**Required work:**
Return each line of the data that follows exactly as it reads.
*** Opening The input ***
PR #2177, opened 2024-01-29
Add support for pelican:// protocol

bbockelm:
In https://github.com/PelicanPlatform/xrdcl-pelican, we are developing a XrdCl plugin that can talk to the infrastructure for a new project, christening the URL scheme `pelican://`.

This commit adds the new schema so it can be utilized from both xrdcp (primarily for testing) and XCache.


abh3 (approved):
Looks fine to me. I presume this has been tested to the extent that it passes the URL downstream.

PR #2183, opened 2024-02-03
Fix ordering of the debug levels

bbockelm:
The documentation says "increasing values produce more detail".  However, `DebugLevel 1` was mapped to "Info" and `DebugLevel 3` was mapped to "Error".

With this, `pss.setopt DebugLevel N` has the following meanings:

- 0: None
- 1: Error
- 2: Warning
- 3: Info
- 4: Debug
- 5: Dump

Previously, 1 and 3 were swapped.


amadio:
Looks good, thanks.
*** Closing The input ***
**Solution to the exercise:**
PR #2177, opened 2024-01-29
Add support for pelican:// protocol

bbockelm:
In https://github.com/PelicanPlatform/xrdcl-pelican, we are developing a XrdCl plugin that can talk to the infrastructure for a new project, christening the URL scheme `pelican://`.

This commit adds the new schema so it can be utilized from both xrdcp (primarily for testing) and XCache.


abh3 (approved):
Looks fine to me. I presume this has been tested to the extent that it passes the URL downstream.

PR #2183, opened 2024-02-03
Fix ordering of the debug levels

bbockelm:
The documentation says "increasing values produce more detail".  However, `DebugLevel 1` was mapped to "Info" and `DebugLevel 3` was mapped to "Error".

With this, `pss.setopt DebugLevel N` has the following meanings:

- 0: None
- 1: Error
- 2: Warning
- 3: Info
- 4: Debug
- 5: Dump

Previously, 1 and 3 were swapped.


amadio:
Looks good, thanks.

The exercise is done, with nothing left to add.